Source data
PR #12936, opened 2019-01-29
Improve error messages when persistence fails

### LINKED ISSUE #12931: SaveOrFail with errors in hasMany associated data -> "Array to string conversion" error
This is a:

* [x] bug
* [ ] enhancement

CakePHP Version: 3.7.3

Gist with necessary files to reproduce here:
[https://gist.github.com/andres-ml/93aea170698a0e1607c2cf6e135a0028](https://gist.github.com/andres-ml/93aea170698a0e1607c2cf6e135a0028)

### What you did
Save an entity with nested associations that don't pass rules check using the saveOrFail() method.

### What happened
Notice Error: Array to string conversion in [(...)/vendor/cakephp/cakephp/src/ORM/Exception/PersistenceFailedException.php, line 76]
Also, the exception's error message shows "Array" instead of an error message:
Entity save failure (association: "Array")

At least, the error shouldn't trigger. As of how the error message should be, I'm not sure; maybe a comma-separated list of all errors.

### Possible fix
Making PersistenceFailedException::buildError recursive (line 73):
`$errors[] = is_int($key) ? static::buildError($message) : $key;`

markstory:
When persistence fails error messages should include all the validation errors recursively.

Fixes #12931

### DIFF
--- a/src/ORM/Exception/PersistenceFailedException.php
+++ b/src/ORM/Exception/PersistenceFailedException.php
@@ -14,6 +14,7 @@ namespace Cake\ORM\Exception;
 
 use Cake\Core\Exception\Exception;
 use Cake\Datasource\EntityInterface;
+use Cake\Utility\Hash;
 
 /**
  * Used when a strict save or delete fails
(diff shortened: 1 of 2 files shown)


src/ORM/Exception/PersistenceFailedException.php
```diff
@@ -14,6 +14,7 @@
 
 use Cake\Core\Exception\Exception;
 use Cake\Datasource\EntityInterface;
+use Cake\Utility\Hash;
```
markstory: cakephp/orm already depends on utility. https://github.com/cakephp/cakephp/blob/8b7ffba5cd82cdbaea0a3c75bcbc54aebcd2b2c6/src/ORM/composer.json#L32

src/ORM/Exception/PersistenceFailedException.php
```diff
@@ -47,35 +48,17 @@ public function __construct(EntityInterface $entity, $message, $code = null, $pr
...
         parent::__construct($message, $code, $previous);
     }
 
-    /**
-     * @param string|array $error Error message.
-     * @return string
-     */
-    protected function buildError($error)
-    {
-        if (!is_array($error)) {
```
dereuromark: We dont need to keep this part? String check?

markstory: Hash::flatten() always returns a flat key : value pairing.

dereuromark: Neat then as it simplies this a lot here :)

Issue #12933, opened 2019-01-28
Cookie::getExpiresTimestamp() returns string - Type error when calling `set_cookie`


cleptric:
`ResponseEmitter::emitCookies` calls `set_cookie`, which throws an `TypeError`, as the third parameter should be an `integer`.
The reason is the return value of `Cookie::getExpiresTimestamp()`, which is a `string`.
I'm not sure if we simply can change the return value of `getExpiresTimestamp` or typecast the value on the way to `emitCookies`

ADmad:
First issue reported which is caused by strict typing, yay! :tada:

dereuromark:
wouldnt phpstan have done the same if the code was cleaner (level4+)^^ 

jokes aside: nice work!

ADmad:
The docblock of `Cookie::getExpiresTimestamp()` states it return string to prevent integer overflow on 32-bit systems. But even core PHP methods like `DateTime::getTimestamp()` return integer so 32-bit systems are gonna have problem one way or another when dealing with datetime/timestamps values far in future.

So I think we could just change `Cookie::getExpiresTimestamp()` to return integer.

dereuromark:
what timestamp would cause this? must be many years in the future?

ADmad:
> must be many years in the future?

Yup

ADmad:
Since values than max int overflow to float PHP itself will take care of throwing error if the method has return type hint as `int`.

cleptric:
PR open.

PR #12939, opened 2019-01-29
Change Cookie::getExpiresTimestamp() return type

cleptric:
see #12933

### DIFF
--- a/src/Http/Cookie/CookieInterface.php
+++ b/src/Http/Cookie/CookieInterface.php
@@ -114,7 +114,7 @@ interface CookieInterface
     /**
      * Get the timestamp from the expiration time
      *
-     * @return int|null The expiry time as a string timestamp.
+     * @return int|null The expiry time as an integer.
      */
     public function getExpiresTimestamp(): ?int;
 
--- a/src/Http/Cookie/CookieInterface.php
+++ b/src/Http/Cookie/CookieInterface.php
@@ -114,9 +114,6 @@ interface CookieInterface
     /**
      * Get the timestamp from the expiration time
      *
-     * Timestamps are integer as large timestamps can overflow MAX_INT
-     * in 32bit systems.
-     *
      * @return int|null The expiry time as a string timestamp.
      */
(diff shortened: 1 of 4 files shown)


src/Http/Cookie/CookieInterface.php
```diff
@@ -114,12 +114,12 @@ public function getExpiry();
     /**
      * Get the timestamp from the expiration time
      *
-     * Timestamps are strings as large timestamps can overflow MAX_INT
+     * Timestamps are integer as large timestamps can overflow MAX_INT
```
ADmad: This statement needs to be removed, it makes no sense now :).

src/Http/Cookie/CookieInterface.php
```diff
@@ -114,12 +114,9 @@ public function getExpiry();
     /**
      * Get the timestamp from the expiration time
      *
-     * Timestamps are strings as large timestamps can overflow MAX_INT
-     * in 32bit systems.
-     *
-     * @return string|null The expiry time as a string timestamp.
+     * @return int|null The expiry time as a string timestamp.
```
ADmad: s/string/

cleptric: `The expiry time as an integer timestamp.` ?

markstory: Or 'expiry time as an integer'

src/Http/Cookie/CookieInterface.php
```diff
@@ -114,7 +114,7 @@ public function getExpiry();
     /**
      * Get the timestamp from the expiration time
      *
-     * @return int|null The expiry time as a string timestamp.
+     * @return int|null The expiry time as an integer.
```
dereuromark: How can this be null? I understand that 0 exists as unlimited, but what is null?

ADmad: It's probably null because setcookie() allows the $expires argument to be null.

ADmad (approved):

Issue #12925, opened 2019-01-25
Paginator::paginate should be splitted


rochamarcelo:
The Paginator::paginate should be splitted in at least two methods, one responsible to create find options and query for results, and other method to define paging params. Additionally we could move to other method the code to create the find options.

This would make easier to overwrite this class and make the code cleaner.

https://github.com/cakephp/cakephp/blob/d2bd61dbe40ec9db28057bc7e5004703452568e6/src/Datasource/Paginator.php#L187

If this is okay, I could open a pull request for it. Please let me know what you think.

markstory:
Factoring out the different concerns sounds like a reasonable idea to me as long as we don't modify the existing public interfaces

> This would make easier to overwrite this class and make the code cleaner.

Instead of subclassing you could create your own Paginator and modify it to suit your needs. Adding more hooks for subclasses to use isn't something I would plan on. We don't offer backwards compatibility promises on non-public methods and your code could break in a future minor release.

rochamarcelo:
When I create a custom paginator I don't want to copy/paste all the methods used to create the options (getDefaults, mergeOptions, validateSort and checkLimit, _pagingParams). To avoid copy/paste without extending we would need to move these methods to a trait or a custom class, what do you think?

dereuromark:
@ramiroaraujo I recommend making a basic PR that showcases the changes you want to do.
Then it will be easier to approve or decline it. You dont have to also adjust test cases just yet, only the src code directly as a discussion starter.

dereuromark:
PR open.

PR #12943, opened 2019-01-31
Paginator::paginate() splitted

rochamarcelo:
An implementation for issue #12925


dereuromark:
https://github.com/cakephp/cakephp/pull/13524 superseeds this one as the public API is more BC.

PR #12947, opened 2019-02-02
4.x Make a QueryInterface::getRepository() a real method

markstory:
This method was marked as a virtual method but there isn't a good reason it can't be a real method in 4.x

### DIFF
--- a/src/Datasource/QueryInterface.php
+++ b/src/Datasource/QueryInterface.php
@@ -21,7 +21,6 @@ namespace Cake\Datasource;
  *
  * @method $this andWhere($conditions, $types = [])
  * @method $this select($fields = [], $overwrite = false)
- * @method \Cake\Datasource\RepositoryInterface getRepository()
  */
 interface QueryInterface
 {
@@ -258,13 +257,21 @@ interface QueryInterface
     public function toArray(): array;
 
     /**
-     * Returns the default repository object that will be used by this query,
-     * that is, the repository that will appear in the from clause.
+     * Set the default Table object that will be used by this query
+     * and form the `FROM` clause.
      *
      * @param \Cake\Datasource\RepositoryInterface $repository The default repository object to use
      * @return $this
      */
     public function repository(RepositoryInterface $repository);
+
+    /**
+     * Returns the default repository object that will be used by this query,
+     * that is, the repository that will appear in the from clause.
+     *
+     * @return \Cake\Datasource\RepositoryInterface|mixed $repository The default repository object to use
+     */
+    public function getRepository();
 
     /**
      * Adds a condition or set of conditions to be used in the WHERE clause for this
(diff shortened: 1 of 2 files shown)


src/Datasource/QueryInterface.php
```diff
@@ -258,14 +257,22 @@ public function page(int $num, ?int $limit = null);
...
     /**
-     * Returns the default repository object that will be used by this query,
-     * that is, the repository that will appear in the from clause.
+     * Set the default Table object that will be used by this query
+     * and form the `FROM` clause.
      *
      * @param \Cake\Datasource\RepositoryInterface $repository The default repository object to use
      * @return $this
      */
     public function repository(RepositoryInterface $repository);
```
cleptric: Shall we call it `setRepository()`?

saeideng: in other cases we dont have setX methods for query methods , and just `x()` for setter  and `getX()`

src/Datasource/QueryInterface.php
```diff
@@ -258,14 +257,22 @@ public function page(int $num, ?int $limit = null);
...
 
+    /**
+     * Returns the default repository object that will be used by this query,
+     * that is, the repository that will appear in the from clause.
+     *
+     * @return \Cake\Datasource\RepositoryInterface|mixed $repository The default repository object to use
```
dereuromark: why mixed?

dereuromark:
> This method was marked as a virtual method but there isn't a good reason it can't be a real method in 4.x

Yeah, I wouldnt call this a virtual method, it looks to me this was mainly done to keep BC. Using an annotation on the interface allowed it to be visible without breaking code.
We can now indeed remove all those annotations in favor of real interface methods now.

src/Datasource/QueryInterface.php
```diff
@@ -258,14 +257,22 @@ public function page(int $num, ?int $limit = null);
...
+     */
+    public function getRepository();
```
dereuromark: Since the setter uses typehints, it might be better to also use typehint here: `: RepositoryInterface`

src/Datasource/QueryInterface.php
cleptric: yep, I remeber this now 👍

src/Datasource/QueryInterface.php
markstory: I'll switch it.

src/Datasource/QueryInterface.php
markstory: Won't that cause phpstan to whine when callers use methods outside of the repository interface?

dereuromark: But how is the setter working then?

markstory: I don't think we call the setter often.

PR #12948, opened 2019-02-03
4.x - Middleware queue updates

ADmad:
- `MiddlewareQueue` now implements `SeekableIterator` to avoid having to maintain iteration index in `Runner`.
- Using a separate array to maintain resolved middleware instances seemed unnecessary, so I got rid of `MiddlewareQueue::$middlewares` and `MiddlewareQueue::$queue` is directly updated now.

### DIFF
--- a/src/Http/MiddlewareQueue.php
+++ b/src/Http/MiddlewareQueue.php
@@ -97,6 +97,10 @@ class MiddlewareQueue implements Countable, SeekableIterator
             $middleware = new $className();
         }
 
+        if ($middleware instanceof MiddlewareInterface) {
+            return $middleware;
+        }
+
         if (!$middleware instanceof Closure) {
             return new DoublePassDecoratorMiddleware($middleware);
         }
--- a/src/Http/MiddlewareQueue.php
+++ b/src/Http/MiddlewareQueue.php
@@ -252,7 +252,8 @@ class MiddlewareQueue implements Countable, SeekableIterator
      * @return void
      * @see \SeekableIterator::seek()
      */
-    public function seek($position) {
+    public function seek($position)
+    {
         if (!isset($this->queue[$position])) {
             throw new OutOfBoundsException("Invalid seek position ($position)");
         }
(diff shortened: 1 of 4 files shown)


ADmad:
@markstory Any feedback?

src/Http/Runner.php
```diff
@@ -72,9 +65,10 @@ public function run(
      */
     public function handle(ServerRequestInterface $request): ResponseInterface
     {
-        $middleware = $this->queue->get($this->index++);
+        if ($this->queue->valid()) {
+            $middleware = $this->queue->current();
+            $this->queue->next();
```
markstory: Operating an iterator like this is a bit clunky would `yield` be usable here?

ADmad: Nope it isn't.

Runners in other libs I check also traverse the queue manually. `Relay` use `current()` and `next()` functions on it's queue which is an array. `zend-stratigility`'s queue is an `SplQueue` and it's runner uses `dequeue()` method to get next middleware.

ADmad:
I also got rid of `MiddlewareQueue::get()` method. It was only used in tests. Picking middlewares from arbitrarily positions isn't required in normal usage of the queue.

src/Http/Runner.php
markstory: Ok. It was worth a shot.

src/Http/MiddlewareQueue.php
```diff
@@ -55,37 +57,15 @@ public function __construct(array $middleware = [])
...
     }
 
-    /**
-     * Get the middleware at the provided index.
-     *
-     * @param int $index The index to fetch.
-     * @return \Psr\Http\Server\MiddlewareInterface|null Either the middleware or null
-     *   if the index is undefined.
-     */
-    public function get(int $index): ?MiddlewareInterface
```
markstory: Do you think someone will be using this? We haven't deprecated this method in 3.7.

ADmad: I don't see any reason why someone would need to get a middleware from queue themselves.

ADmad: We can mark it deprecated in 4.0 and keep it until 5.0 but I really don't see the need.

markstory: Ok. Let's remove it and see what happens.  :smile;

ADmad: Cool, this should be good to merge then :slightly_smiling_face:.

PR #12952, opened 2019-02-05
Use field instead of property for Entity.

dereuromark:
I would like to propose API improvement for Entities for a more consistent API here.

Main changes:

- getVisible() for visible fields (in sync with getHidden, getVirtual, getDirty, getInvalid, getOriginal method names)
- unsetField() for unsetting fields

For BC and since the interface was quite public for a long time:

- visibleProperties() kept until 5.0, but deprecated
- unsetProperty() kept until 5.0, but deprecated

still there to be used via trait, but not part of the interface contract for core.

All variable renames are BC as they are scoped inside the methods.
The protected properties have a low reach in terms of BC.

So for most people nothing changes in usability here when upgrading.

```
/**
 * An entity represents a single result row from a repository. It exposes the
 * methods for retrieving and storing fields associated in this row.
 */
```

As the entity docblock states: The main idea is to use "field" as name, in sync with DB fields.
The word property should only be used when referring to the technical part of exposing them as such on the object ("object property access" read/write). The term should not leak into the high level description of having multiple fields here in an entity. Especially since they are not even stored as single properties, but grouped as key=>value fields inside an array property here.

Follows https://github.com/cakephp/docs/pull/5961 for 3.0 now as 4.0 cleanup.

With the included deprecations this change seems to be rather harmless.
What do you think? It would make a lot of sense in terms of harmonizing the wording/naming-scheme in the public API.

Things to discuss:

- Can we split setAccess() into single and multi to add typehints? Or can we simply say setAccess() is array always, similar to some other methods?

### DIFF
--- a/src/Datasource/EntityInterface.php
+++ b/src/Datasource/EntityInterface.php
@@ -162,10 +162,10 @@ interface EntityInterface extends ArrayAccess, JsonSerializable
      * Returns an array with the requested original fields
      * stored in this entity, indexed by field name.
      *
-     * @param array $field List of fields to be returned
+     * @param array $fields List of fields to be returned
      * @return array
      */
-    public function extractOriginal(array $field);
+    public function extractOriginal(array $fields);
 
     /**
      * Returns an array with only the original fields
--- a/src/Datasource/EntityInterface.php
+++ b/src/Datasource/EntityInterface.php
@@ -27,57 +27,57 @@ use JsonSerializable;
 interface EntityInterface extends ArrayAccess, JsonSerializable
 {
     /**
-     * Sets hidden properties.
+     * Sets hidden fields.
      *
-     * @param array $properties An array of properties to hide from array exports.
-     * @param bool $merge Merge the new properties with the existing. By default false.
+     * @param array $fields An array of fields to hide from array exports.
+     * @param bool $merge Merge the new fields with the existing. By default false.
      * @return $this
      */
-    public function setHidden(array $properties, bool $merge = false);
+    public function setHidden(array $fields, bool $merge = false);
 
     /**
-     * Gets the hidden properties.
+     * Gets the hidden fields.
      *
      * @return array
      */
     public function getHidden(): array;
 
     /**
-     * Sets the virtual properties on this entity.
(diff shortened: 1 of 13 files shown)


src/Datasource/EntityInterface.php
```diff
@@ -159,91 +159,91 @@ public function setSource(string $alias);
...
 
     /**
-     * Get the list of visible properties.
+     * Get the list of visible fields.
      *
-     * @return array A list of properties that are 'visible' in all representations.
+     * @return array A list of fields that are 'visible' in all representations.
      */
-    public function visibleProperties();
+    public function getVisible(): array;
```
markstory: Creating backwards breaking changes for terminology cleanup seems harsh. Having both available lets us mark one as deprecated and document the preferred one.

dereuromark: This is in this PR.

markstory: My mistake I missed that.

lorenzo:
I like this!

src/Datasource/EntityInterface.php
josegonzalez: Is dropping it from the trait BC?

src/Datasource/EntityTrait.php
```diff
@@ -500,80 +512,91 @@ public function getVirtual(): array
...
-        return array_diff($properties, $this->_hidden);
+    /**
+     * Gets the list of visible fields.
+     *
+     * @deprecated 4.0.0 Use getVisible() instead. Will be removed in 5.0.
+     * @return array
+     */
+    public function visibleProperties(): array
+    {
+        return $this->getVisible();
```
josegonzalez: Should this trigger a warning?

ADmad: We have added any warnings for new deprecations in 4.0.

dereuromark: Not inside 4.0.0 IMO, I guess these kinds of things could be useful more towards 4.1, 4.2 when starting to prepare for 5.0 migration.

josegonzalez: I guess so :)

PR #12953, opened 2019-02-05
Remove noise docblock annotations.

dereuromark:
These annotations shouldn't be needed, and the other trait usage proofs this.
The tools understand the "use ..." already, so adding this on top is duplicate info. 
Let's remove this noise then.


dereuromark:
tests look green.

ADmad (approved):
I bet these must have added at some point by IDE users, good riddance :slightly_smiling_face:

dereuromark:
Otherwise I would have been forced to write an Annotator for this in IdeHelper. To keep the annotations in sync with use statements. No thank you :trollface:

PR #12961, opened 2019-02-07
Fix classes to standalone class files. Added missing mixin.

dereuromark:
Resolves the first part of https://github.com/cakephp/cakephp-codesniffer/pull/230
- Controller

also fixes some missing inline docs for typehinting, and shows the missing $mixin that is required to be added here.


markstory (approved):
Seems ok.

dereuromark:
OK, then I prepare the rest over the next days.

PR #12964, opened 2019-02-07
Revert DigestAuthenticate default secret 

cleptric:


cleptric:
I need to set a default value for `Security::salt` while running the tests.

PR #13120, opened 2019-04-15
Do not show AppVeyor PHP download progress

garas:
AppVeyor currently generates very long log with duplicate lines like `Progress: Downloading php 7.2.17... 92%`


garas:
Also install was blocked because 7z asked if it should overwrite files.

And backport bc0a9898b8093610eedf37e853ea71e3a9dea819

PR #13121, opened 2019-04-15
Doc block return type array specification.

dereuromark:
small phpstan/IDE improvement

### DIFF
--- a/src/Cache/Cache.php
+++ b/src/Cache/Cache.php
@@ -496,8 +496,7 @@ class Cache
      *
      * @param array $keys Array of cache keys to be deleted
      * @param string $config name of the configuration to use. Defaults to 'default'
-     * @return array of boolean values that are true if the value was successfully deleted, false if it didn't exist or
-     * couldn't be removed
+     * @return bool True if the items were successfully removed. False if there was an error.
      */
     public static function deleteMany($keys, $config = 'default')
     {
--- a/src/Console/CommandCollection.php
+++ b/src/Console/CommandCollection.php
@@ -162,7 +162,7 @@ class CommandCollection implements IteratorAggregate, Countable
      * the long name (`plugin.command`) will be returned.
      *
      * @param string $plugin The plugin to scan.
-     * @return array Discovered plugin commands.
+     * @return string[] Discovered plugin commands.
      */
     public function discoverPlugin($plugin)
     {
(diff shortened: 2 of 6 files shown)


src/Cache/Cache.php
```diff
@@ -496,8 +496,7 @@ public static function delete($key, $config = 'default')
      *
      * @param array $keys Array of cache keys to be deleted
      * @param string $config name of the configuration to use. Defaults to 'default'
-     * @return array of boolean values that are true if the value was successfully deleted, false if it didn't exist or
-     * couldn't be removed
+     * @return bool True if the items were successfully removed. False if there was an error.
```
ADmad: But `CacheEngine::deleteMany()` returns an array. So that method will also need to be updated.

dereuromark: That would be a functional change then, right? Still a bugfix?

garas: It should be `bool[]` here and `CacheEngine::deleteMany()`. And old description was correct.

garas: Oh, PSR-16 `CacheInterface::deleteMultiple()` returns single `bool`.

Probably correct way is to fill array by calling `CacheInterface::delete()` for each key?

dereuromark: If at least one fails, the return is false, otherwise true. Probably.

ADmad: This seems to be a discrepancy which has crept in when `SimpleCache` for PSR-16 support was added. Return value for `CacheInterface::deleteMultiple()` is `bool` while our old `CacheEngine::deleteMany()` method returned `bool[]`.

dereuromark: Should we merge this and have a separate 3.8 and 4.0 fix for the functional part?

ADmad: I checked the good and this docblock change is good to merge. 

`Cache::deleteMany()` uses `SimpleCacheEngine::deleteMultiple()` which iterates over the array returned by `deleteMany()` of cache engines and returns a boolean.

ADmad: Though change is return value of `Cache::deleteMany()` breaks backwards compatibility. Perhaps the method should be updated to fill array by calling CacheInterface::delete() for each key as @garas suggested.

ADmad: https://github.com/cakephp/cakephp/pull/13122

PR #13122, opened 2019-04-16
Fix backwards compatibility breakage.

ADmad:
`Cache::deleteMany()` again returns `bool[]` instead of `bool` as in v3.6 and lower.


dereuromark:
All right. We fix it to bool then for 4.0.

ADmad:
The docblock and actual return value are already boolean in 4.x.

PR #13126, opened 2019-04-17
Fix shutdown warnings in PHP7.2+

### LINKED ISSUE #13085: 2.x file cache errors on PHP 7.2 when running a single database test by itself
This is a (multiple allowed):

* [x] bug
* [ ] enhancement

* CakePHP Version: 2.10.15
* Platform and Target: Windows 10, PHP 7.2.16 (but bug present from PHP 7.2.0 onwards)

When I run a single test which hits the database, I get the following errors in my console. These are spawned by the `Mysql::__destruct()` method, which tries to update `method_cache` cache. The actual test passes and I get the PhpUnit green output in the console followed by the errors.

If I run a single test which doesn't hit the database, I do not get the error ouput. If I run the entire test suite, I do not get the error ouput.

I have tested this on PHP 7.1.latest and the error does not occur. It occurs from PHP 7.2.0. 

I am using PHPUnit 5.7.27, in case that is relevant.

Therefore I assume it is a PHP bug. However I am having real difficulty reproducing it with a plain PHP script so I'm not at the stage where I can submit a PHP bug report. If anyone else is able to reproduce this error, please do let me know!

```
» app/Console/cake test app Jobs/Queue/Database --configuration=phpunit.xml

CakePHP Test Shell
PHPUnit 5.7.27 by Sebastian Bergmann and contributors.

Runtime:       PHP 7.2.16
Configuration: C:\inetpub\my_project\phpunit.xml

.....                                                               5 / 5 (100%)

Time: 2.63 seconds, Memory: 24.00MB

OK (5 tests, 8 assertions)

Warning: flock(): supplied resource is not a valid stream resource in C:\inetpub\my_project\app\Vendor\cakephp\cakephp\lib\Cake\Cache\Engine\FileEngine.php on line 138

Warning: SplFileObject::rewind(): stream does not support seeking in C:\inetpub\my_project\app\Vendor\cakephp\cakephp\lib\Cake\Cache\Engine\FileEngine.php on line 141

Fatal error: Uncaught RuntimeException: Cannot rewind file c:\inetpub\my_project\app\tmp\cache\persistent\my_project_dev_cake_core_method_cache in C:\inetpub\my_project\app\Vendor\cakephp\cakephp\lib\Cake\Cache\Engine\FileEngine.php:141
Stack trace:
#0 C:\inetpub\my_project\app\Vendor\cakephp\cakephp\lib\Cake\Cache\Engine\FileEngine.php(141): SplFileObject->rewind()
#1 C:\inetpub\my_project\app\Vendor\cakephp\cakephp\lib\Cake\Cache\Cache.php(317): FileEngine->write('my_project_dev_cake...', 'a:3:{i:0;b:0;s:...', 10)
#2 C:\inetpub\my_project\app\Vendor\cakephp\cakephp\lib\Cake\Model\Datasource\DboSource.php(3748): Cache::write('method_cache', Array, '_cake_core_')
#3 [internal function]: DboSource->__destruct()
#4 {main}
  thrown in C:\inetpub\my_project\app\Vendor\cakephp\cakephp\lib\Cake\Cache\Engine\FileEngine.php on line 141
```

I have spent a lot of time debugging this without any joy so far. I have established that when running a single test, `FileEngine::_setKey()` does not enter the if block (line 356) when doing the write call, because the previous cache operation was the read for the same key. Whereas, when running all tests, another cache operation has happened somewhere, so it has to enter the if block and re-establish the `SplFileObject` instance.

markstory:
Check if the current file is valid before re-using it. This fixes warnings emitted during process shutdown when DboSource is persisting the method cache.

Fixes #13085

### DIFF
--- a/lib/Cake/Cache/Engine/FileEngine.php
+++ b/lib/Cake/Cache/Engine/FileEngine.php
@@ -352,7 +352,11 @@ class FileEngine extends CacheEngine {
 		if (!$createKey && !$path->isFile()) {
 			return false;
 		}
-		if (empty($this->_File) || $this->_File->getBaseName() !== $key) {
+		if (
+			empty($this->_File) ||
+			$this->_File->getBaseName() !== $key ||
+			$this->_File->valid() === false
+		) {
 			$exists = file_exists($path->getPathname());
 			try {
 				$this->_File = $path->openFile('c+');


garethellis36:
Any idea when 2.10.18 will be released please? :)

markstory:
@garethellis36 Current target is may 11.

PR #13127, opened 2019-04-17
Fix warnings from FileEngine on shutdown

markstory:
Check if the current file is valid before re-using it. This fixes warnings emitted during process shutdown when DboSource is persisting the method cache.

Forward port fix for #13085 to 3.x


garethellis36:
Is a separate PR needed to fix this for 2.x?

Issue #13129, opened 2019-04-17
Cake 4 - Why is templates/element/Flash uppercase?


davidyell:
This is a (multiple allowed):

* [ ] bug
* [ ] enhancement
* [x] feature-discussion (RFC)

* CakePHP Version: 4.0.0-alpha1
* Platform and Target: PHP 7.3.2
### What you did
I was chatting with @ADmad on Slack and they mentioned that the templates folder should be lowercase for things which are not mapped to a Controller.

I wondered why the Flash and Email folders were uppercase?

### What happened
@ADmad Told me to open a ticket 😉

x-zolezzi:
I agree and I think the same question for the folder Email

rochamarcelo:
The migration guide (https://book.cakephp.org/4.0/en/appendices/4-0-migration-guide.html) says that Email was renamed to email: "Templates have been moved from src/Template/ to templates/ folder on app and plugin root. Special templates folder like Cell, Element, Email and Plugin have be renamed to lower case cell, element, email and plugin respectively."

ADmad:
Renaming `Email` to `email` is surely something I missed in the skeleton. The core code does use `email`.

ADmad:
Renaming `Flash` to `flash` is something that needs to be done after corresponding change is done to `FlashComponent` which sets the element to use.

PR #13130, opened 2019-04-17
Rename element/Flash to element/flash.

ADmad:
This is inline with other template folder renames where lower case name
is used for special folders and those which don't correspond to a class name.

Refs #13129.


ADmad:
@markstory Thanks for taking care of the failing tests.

Task to complete
Return only the exact lines from the opening of the records through the line that contains "Entity save failure", both included.

Output
PR #12936, opened 2019-01-29
Improve error messages when persistence fails

### LINKED ISSUE #12931: SaveOrFail with errors in hasMany associated data -> "Array to string conversion" error
This is a:

* [x] bug
* [ ] enhancement

CakePHP Version: 3.7.3

Gist with necessary files to reproduce here:
[https://gist.github.com/andres-ml/93aea170698a0e1607c2cf6e135a0028](https://gist.github.com/andres-ml/93aea170698a0e1607c2cf6e135a0028)

### What you did
Save an entity with nested associations that don't pass rules check using the saveOrFail() method.

### What happened
Notice Error: Array to string conversion in [(...)/vendor/cakephp/cakephp/src/ORM/Exception/PersistenceFailedException.php, line 76]
Also, the exception's error message shows "Array" instead of an error message:
Entity save failure (association: "Array")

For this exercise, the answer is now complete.